To prevent this, the far-side signal is sent to the Reference inputs of the AEC card where the AEC algorithm will compare this signal with the microphone input signals of the AEC card and remove the far-side reference signal. This eliminates the unwanted echo because only the local side audio is being sent to the far side.
In order for this design to function properly the AEC Reference Return inputs must be taken after the room processing blocks. If the Reference is taken prior to the processing, the AEC algorithm will not understand that certain frequencies were cut / boosted intentionally and will not be able to model the room to its full ability.
EXAMPLE: BASIC CONFERENCING WITH LOCAL SOUND REINFORCEMENT
This example shows four microphones feeding the audio to the far side via a Telephone Hybrid card as well as feeding the local speakers for local sound reinforcement. Signal mixing is performed using the Gain Sharing Automixer processing object.
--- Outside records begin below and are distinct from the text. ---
PR #132, opened 2019-04-04
Add iam_role_name to outputs of consul-cluster module. Fixes #106

### LINKED ISSUE #106: Need IAM Policy Name not ARN/ID
Terraform doesn't allow iam role lookups by ID or ARN, so it doesn't help much that you guys return that info, especially given you're doing name_prefix and not name in your call.

tomaspinho:


brikis98:
Is this not the same as https://github.com/hashicorp/terraform-aws-consul/blob/master/modules/consul-cluster/outputs.tf#L21-L24 ?

tomaspinho:
@brikis98, IAM Role IDs are not IAM Role Names. The Terraform AWS Provider takes the latter in most cases as input to other resources.

brikis98:
Are you 100% sure? We use ID all over the place and the [docs](https://www.terraform.io/docs/providers/aws/r/iam_role.html#attributes-reference) say that both return the same thing...

tomaspinho:
@brikis98, yes. If you look at these docs, you'll see that these take the IAM Role Name: https://www.terraform.io/docs/providers/aws/r/iam_role_policy_attachment.html

I had to write a "hack" like this in my code:

```

data "aws_arn" "consul_iam_role" {
  arn = "${module.consul_cluster.iam_role_arn}"
}

resource "aws_iam_role_policy_attachment" "consul" {
  role       = "${replace(data.aws_arn.consul_iam_role.resource, "role/", "")}"
  policy_arn = "arn:aws:iam::aws:policy/service-role/..."
}
```

brikis98:
Yea, it's definitely confusing. Closing now, thanks!

PR #135, opened 2019-05-02
Enable systemd consul service

adriananeci:
To make sure that consul service will automatically start after a server reboot it has to be enabled so that systemd will know to autostart it during boot sequence.


brikis98:
Tests passed. Merging. Thank you!

brikis98:
https://github.com/hashicorp/terraform-aws-consul/releases/tag/v0.6.1

PR #1817, opened 2019-01-09
reverse the order of items in the github issue template

travisturner:
## Overview

Personally, I would prefer the erroneous behavior experienced due to a bug be the first thing described in the issue. This PR reverses the order of items in the issue template to support that. I'm not sure about what the labels should be, but here's a suggestion.

### DIFF
--- a/.github/ISSUE_TEMPLATE.md
+++ b/.github/ISSUE_TEMPLATE.md
@@ -1,8 +1,8 @@
 For bugs, please provide the following:
 
-### Unxpected behavior
+### What's going wrong?
 
-### Expected behavior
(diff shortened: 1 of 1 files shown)


jaffee:
Definitely a good idea.

I'd support some friendlier labels like "What's going wrong?" "What was expected?"

.github/ISSUE_TEMPLATE.md
```diff
@@ -1,8 +1,8 @@
 For bugs, please provide the following:
 
-### Expected behavior
+### Unxpected behavior
```
yuce: Typo here.

PR #1822, opened 2019-01-11
fixes a bug on upper end of bsi range queries

### LINKED ISSUE #1819: Row BETWEEN queries can be wrong on upper end of range.
### What's going wrong?
Row "between" queries seem to return the wrong results when a value is on the upper edge of the range. It seems like ranges are being performed as:
```
(1 < f < 10) => (1, 10]
(1 <= f < 10) => [1, 10]
(1 <= f <= 10) => [1, 10]
(1 < f <= 10) => (1, 10]
```

### What was expected?
I expect the following ranges to be performed as:
```
(1 < f < 10) => (1, 10)
(1 <= f < 10) => [1, 10)
(1 <= f <= 10) => [1, 10]
(1 < f <= 10) => (1, 10]
```

```
curl http://localhost:10101/index/i -d '{"options": {"keys": false, "trackExistence": false}}'
curl http://localhost:10101/index/i/field/f -d '{"options": {"type": "int", "min": 0, "max": 1023}}'

curl http://localhost:10101/index/i/query -d 'Set(1, f=5)'
```
The following are example query results:

query | got | expected
------------ | ------------ | ------------
Row(4 < f < 6) | [1] | [1]
Row(4 < f < 5) | [1] | []
Row(3 < f < 5) | [1] | []
Row(5 < f < 5) | [] | []
Row(5 < f < 6) | [] | []
Row(5 < f <= 5) | [] | []
Row(5 <= f <= 5) | [1] | [1]
Row(5 <= f < 5) | [1] | []

Notice that the queries of the form `(x </<= f < 5)` are incorrect.

travisturner:
## Overview

This PR addresses the issues described in #1819. I believe this was caused by the previous `BETWEEN` logic handling ranges as `[x, y)`, where the upper end was not inclusive. Now that the inclusivity is explicitly designated by `<=` and `>=` it's clear how to handle the range bounds.

Fixes #1819

## Pull request checklist

## Code review checklist

### DIFF
--- a/executor_test.go
+++ b/executor_test.go
@@ -1901,16 +1901,44 @@ func TestExecutor_Execute_Row_BSIGroup(t *testing.T) {
 	})
 
 	t.Run("BETWEEN", func(t *testing.T) {
-		if result, err := c[0].API.Query(context.Background(), &pilosa.QueryRequest{Index: "i", Query: `Row(0 < other < 1000)`}); err != nil {
-			t.Fatal(err)
-		} else if !reflect.DeepEqual([]uint64{0}, result.Results[0].(*pilosa.Row).Columns()) {
-			t.Fatalf("unexpected result: %s", spew.Sdump(result))
+		tests := []struct {
+			q   string
+			exp bool
+		}{
+			{q: `Row(0 < other < 1000)`, exp: false},
+			{q: `Row(0 <= other < 1000)`, exp: false},
+			{q: `Row(0 <= other <= 1000)`, exp: true},
+			{q: `Row(0 < other <= 1000)`, exp: true},
+
+			{q: `Row(1000 < other < 1000)`, exp: false},
+			{q: `Row(1000 <= other < 1000)`, exp: false},
+			{q: `Row(1000 <= other <= 1000)`, exp: true},
+			{q: `Row(1000 < other <= 1000)`, exp: false},
+
+			{q: `Row(1000 < other < 2000)`, exp: false},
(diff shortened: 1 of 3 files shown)


travisturner:
@alanbernstein I don't understand your question. Can you expand on that?

travisturner:
oh, do you mean supporting something like `x > fld > y` (as opposed to `x < fld < y`)?

travisturner:
@alanbernstein are you suggesting that the query language docs should have clarification around this
```
Range([<COMPARISON_VALUE> <COMPARISON_OPERATOR>] <FIELD> <COMPARISON_OPERATOR> <COMPARISON_VALUE>)
```
in that we should explain that `COMPARISON_OPERATOR` in this case can only be `<` or `<=` (and not other types like `>`, `==`, `!=`, etc)?

alanbernstein:
Sorry, yes that's what I meant. The other operators are still defined in the peg file; it's not obvious whether they're still in use for other syntax. If so, we should document the different situations. If they're not, we should simplify the docs page, and remove them from the peg file.

travisturner:
@alanbernstein they are definitely still in use for `int` fields.
I believe the two cases are:
```
conditional <- {p.startConditional()} condint condLT condfield condLT condint {p.endConditional()}
```
which covers `Range(x <= fld <= y)`, and 
```
arg <- field sp COND sp value
```
which covers things like `fld != 10`.

I think the only thing we need to do is specify in the docs which conditionals apply to each situation.

PR #1824, opened 2019-01-14
fixes #1823. Updates tests and docs for row range

### LINKED ISSUE #1823: Never returning response when leaving out the "to" parameter in a Row (range) query
### What's going wrong?

If the `to` parameter is left out from a `Row` query, but the `from` parameter is given, the response is never returned. Also, the CPU utilization and memory consumption increase very fast. Probably due to an infinite loop somewhere. [TODO: Will update with more information]

### What was expected?

`from` parameter for a `Row` (range) query should be usable by itself.

1. Create an index:
```
curl localhost:10101/index/i -d ''
```
2. Create a time field:
```
curl localhost:10101/index/i/field/f -d '{"options":{"type":"time","timeQuantum":"YMDH"}}'
```
3. Set a bit:
```
curl localhost:10101/index/i/query -d 'Set(2, f=1, 1999-12-31T00:00)'
```
4. Run a `Row` query with `from` but without `to`:
```
curl localhost:10101/index/i/query -d 'Row(f=1, from=1999-12-31T00:00)'
```
5. The HTTP response is not returned.

yuce:
## Overview

Fixes #1823 

## Pull request checklist

## Code review checklist

### DIFF
--- a/executor_test.go
+++ b/executor_test.go
@@ -1493,6 +1493,8 @@ func TestExecutor_Execute_Row_Range(t *testing.T) {
 		Set(2, f=10, 2001-01-01T00:00)`
 		readQueries := []string{
 			`Row(f=1, from=1999-12-31T00:00, to=2002-01-01T03:00)`,
+			`Row(f=1, from=1999-12-31T00:00)`,
+			`Row(f=1, to=2002-01-01T02:00)`,
 			`Clear( 2, f=1)`,
 			`Row(f=1, from=1999-12-31T00:00, to=2002-01-01T03:00)`,
 		}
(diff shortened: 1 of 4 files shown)


executor_test.go
```diff
@@ -1505,8 +1507,20 @@ func TestExecutor_Execute_Row_Range(t *testing.T) {
 			}
 		})
 
+		t.Run("From", func(t *testing.T) {
```
travisturner: At first, I was a little surprised to see the implied `toTime` default to now + 1, but I suppose I understand the logic there. With that in mind, I guess my only comment is that there isn't actually a test which shows that a `Row()` query with only a `from` excludes results that are more than 1 day into the future. I guess if there was a record set at date `2200-01-01T00:00` then a test could ensure that it does not come back in the result set.

yuce: I've updated the test to include a timestamp which is greater than the default end timestamp by 1 second to ensure that.

travisturner: I don't think that works on `f=10`; the query is checking `f=1`.
Also, I wonder if there's a case where `nextDayExclusive` ends up being the same as `toTime` since `time.Now()` is determined at different times. Perhaps add more than 1 second?

yuce: Yeah, with 1 second it passed on local, but failed on CI. Added 1 day, waiting for the CI job to finish.

yuce: The `nextDayExclusive.Format("2006-01-02T15:04")` is on the line with `f=10` but actually it affects the `Set(8, f=1, %s)` line. It seems to pass on the CI.

travisturner: Ah right. I see that now.

PR #1831, opened 2019-01-16
make sure more tests and benchmarks can have their temp dir set by flag

jaffee:
This is to allows the directory to be set to where a particular disk is mounted
during benchmarking.

## Pull request checklist

## Code review checklist

### DIFF
--- a/executor_test.go
+++ b/executor_test.go
@@ -16,7 +16,9 @@ package pilosa_test
 
 import (
 	"context"
+	"flag"
 	"fmt"
+	"io/ioutil"
 	"math/rand"
 	"reflect"
 	"strconv"
@@ -32,6 +34,20 @@ import (
 	"github.com/pilosa/pilosa/test"
 	"github.com/pkg/errors"
 )
+
+var (
+	TempDir *string
+)
+
+func init() {
+	tdflag := flag.Lookup("temp-dir")
+	if tdflag == nil {
+		TempDir = flag.String("temp-dir", "", "Directory in which to place temporary data (e.g. for benchmarking). Useful if you are trying to benchmark different storage configurations.")
+	} else {
+		s := tdflag.Value.String()
+		TempDir = &s
+	}
+}
 
 // Ensure a row query can be executed.
 func TestExecutor_Execute_Row(t *testing.T) {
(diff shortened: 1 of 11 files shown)


executor_test.go
```diff
@@ -33,6 +35,20 @@ import (
...
+var (
+	TempDir *string
+)
+
+func init() {
+	tdflag := flag.Lookup("temp-dir")
+	if tdflag == nil {
+		TempDir = flag.String("temp-dir", "", "Directory in which to place temporary data (e.g. for benchmarking). Useful if you are trying to benchmark different storage configurations.")
+	} else {
+		s := tdflag.Value.String()
```
jaffee: so, this whole init() is fun... `TempDir` (and its flag) are actually declared in two files. Both are _test files, so it's only around for tests, but one is in package pilosa, and the other is in pilosa_test. Declaring the same flag twice leads to a panic, so in the pilosa_test package, we guard by looking up the flag first to see if it's already defined, and then only define it if it isn't.

executor_test.go
```diff
@@ -2987,7 +3003,16 @@ func TestExecutor_Execute_SetRow(t *testing.T) {
...
+	c := test.MustNewCluster(b, 1)
+	var err error
+	c[0].Config.DataDir, err = ioutil.TempDir(*TempDir, "benchmarkExistence")
+	if err != nil {
+		b.Fatalf("getting temp dir: %v", err)
+	}
+	err = c.Start()
+	if err != nil {
+		b.Fatalf("starting cluster: %v", err)
+	}
```
jaffee: I didn't want to change any interfaces in our `test` package, so I'm setting up the data dir manually after newing the cluster instead of adding a parameter that we can pass in to `MustRunCluster` which will tell it where to put files.

executor_test.go
codysoyland: Could we avoid the init() call altogether by making funcs like `pilosa.GetTempDir()` and `pilosa.GetTempFile()`?

jaffee: I got rid of the init. I think the way I've done this is slightly better than defining a func to call at each invocation of `ioutil.Temp*`, because we need something that defines the flag at startup time. feel free to disagree though

codysoyland: I didn't actually realize you can call functions from the top level like that. Since that is essentially the same as init() in terms of startup side-effects, it's interesting that there is no linter that checks for that.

The best method for this type of design incorporates a mix-minus setup to maintain proper gain structure, and to prevent the speaker directly above the person talking from transmitting a room-colored copy that will re-enter the open microphone and be transmitted to the far side along with the original voice signal.
The design below shows both the far-side and near-side signals feeding the local room speakers. This design works, but as explained previously, the AEC algorithm will not perform to its full potential.
If the Reference is moved to the same location as in the previous ‘No Local Sound Reinforcement’ example, it will satisfy the rule of placing the Reference as close as possible to the speaker output, but in doing so the Reference will be fed with a mix of both the near-side and far-side signals.
Since the Reference signal is the signal to be removed from the input audio path, the AEC algorithm will cancel the microphone signal at the AEC Input Card. Since the input microphone signal path is being fed to the far-side as well as the local loudspeakers, listeners at the far side would not be able to hear the microphone signal. Only a portion of the microphone signal is cancelled because of the Voice Activity Detection state. The Voice Activity Detection processing determines whether the audio is speech or silence / background noise. This would cause the microphone signal to distort both locally and at the far side.
To solve this, another set of High / Low Pass processing objects and a Parametric EQ are utilized, in order to provide the Reference the same signal as the room speaker. This results in only the far-side signal being Referenced and removed while still feeding a mix of both near-side and far-side audio to the room loudspeakers. It is essential that the same settings are maintained in both signal paths. In particular, care must be taken that any non-linear processing such as compression or limiting employed on the speaker output signal, is also applied to the Reference signal. The Copy Parameter Values feature should be employed to ensure that the settings are identical.
EXAMPLE: LOCAL MEDIA DISTRIBUTION
This example adds a DVD player and PC audio outputs to the previous Local Sound Reinforcement design.
The design requires that the local DVD player and PC audio inputs are sent directly to the far side via a Telephone Hybrid card to provide a high quality audio signal.
For the near side to hear the local media through the loudspeakers without unwanted echo and distortion, the Reference signal is removed from the far-side microphone and local media signals. Again, for optimal functionality in removing unwanted echo, the ERL meter should be in the ‘green’ zone while the local media sources are playing during a presentation.